Mais en partant du principe selon lequel un dirigeant politique médiatisé est légitime, les politiques et leurs conseillers sont sans doute en train de passer totalement à côté de la révolution qui s'opère localement et dont les réseaux sociaux catalysent l'impact global. La société se repense déjà elle-même pour revoir de fond en comble son modèle économique fondé sur la croissance et de nouveaux acteurs légitimes émergent.

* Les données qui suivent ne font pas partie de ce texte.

Issue #7279, opened 2025-05-12
CI currently failing


geographika:
Likely due to a switch from GDAL 3.9.3 to 3.10.3 (on 5/5/25) causing differences in image outputs. 
See https://github.com/MapServer/MapServer/issues/7228 for previous changes required to handle a new version of GDAL.

PR #7280, opened 2025-05-15
WMS_SERVER: Add sanity check for TRANSPARENT parameter value in GetMap

tschorr:
According to the [OGC WMS specification](https://portal.ogc.org/files/?artifact_id=14416), the only allowed values for the TRANSPARENT parameter of the GetMap request are TRUE and FALSE. However MapServer only checks for the value TRUE, all other (arbitrary) values evaluate to false.

This causes a test in the INSPIRE validator/ETS repository to fail: https://github.com/inspire-eu-validation/ets-repository/blob/28b66265aab8fc8228672283887475818aade1ab/service/vs-wms-soapui-project.xml#L5084-L5180.

This PR adds a sanity check for the GetMap TRANSPARENT parameter value - allow only TRUE or FALSE and raise a service exception for other values.


jratike80:
That it true by the standard, even so that only upper case TRUE or FALSE are allowed.
It seems that Geoserver accepts `&TRANSPARENT=FOO` and sends a map. Geoserver can be run in a special CITE compliant mode, maybe those who use Geoserver for INSPIRE are using that mode.

tschorr:
The 2 failing checks seem unrelated, at least I cannot find any failing WMS requests in the logs.

jratike80:
Are you sure that your change does not break any existing applications?  It may be a surprise if someone has been sending &TRANSPARENT=NO for years and then after the next upgrade the application stops working.

The change is correct, the standard requires TRUE|FALSE, but the only real advantage is that the INSPIRE validator gets happy. From users perspective things work correctly already. TRUE gives maps with transparency, FALSE gives maps without transparency, the default without &TRANSPARENT= means no transparency.

tschorr:
> Are you sure that your change does not break any existing applications? It may be a surprise if someone has been sending &TRANSPARENT=NO for years and then after the next upgrade the application stops working.

Quite on the contrary I'm sure my changes definitely *will* break existing applications that are sending wrong parameter values for TRANSPARENT. But I assume this could be dealt with with a sensible release policy and mentioning in the release notes.

 > The change is correct, the standard requires TRUE|FALSE, but the only real advantage that the change gives is that the INSPIRE validator gets happy. From users perspective things work correctly already. 
 
The current behaviour doesn't conform to the standard, so I'd say it doesn't work correctly. I can see how this just works fine for many people, although one could argue that e.g. your example from above might lead people into thinking &TRANSPARENT=YES will actually work...

> TRUE gives maps with transparency, FALSE gives maps without transparency, the default without &TRANSPARENT= means no transparency. The OGC test suite does not test this thing and therefore MapServer WMS 1.3.0 is certified https://portal.ogc.org/public_ogc/compliance/product.php?pid=1083
> 
> See https://cite.ogc.org/teamengine/about/wms-client/1.3.0/site/
> 
> > Capabilities not tested
> > GetMap request for transparent picture [7.3.3.9]
> 
> The best option would be if INSPIRE validator would test only &TRANSPARENT=TRUE and &TRANSPARENT=FALSE. Unfortunately by the discussion on that old, closed issue I believe that INSPIRE validator remains strict.

There's maybe missing a link here - what old closed issue are you referring to? But apart from that, the INSPIRE check might be overdoing things a bit but on the whole it is a valid test.

> The second best option might be to make the strict TRUE|FALSE configurable and default to current behavior but that would require more work and is something that Mapserver normally does not support.

I agree this would require more work and most likely would need an RFC to start with. Here I'm proposing a fix for the problem at hand. For others to decide whether this PR will be accepted.

jmckenna:
@tschorr please also include a test for this, as part of your pull request, in /[msautotest ](https://mapserver.org/development/tests/autotest.html)

geographika:
@tschorr thanks for raising this. 

For the OGC Features API compliancy, an additional METADATA item was added, that allowed users to run a Mapfile in a compliant mode. That would be my preference in this case too (with the default set to `false`). 

```
      "oga_compliance_mode" "true"
```

The implementation could work the same way. See https://github.com/MapServer/MapServer/blob/d54aae0311066e116974ef888b82959bcefb8c24/src/mapogcapi.cpp#L1306

The failing tests is likely due to https://github.com/MapServer/MapServer/issues/7279

I'd be very much in favour of adding in a compliant WMS mode, with a test. 

```
  WEB
    METADATA
      ...
      "wms_compliance_mode" "true"
    END
  END
```

tschorr:
> > ```
> >       "oga_compliance_mode" "true"
> > ```
> > 
> > 
> >     
> >       
> >     
> > 
> >       
> >     
> > 
> >     
> >   
> > ```
> >   WEB
> >     METADATA
> >       ...
> >       "wms_compliance_mode" "true"
> >     END
> >   END
> > ```
> 
> Do we want to restrict this to WMS? What about having an "ogc_compliance_mode"?

or rather 'ows_compliance_mode' maybe.

geographika:
> or rather 'ows_compliance_mode' maybe.

Yes - the way it works when looking up metadata is the check would be first made for "wms_compliance_mode" and if missing then "ows_compliance_mode". 
"ows_compliance_mode" could then be set once in the Mapfile to apply to WFS, WMS, WCS etc.

jratike80:
> There's maybe missing a link here - what old closed issue are you referring to?

I meants this link from my previous comment https://github.com/INSPIRE-MIF/helpdesk-validator/issues/171

> Quite on the contrary I'm sure my changes definitely will break existing applications that are sending wrong parameter values for TRANSPARENT. But I assume this could be dealt with with a sensible release policy and mentioning in the release notes.

Such release policy is ok when we have security fixes and real improvements which are backwards incompatible, but implementing the fixes into client applications pays money, and in this case the change is cosmetic. Money for nothing, I would say.

For comparison, we have made a similar change when we started to require `&STYLES=` in Mapserver 8 because it is mandatory. This fails nowadays with an error message:

https://demo.mapserver.org/cgi-bin/msautotest?SERVICE=wms&VERSION=1.3.0&REQUEST=GetMap&LAYERS=world_latlong&FORMAT=image/jpeg&BBOX=-90,-180,90,180&WIDTH=720&HEIGHT=360&CRS=EPSG:4326

```
<ServiceException code="MissingParameterValue"> msWMSLoadGetMapParams(): WMS server error. Missing required parameter STYLES. Note to service administrators: defining the "wms_allow_getmap_without_styles" "true" MAP.WEB.METADATA item will disable this check (backward compatibility with behavior of MapServer < 8.0) </ServiceException>
</ServiceExceptionReport
```

Set empty "STYLES" and request succeeds:

https://demo.mapserver.org/cgi-bin/msautotest?SERVICE=wms&VERSION=1.3.0&REQUEST=GetMap&LAYERS=world_latlong&FORMAT=image/jpeg&BBOX=-90,-180,90,180&WIDTH=720&HEIGHT=360&CRS=EPSG:4326&STYLES=

However, the request should yield an error because `&SERVICE=wms` is wrong. The WMS standard says:

> ...the SERVICE parameter of the request shall have the value “WMS” 
> ...
> Parameter names shall not be case sensitive, but parameter values shall be. 

The INSPIRE validator is nonchalant when it comes to this violation and I think it is good so.

+1 for `I'd be very much in favour of adding in a compliant WMS mode, with a test`

tschorr:
@jmckenna @jratike80 @geographika I've added a test. As for adding the `ows_compliance_mode`, I'm waiting a bit for the discussion to settle/more reactions/a decision before I continue :-)

jmckenna:
great, thanks @tschorr

src/mapwms.cpp
```diff
@@ -1289,6 +1289,13 @@ int msWMSLoadGetMapParams(mapObj *map, int nVersion, char **names,
       map->imagetype = msStrdup(values[i]);
     } else if (strcasecmp(names[i], "TRANSPARENT") == 0) {
       transparent = (strcasecmp(values[i], "TRUE") == 0);
+      if ((!transparent) && (strcasecmp(values[i], "FALSE") != 0)) {
```
jratike80, line 1292: By the WMS standard, using strcasecmp for the value is WRONG. Or am I right that it ignores case in comparison? Accepted values are `TRUE` of `FALSE`. I hope that the INSPIRE validator does not check that, though.

tschorr: There's this statement in section 6.8.1: "Parameter names shall not be case sensitive, but parameter values shall be.". BUT there's also section 6.5 on boolean values having lowercase "true" and "false" (and also allows 1 and 0, not currently checked by MapServer at all). So yes it is confusing.

In any case the INSPIRE validator does not check that (yet).

jratike80: That boolean values section deals with other things. The GetMap parameters are defined in Table 8 — The Parameters of a GetMap request `TRANSPARENT=TRUE|FALSE`.
For my mind not checking the case is a good thing, but accepting `&TRANSPARENT=true` is undoubtedly against the WMS standard.

geographika (approved):
Very nice addition - thanks @tschorr

geographika:
@tschorr I'll try and get the CI updated to use the new version of GDAL so everything is passing again, and you can rebase this on top. 
Out of interest, are you testing MapServer against CITE tests? Getting WMS compliancy was on the development roadmap but has been stalled for some time now.

tschorr:
> Out of interest, are you testing MapServer against CITE tests? Getting WMS compliancy was on the development roadmap but has been stalled for some time now.

@geographika we are using our own installation of the [INSPIRE Reference validator](https://inspire.ec.europa.eu/validator/home/index.html) for testing a couple of WMS/WFS services. In theory this includes OGC WMS compliance testing but we are still evaluating our test setup. So far this issue is the only test failure we could attribute to MapServer.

« Les médias deviennent le seul étalon de la légitimité. Autrement dit, la logique de la communication devient le critère ultime avec le syllogisme suivant : ce qui est connu est médiatisé, donc ce qui est légitime est médiatisé. Ce qui est médiatisé, non seulement n’est pas connu mais n’est pas légitime. Ce lien « connu-légitime » est devenu trop fort. Tant que l’espace public était limité, chacun savait qu’il existait des discours, des valeurs, des représentations qui conservaient leur légitimité à l’extérieur de l’espace public. Plus celui-ci s’étend, plus la communication accélère la circulation des discours et des valeurs, plus cette équation simple mais fausse s’impose. Tout ce qui est connu est médiatisé, donc tout ce qui est médiatisé est légitime. Pourtant, il y a de très nombreux acteurs, discours, représentations qui ne sont pas dans l’espace public, ni sujet à médiatisation, et qui jouent pourtant un rôle essentiel dans la société ! »  s'indigne Dominique Wolton dans son texte intitulé "Les contradictions de la communication politique".

Et parions qu'elle est sans doute là, la nouvelle garde politique.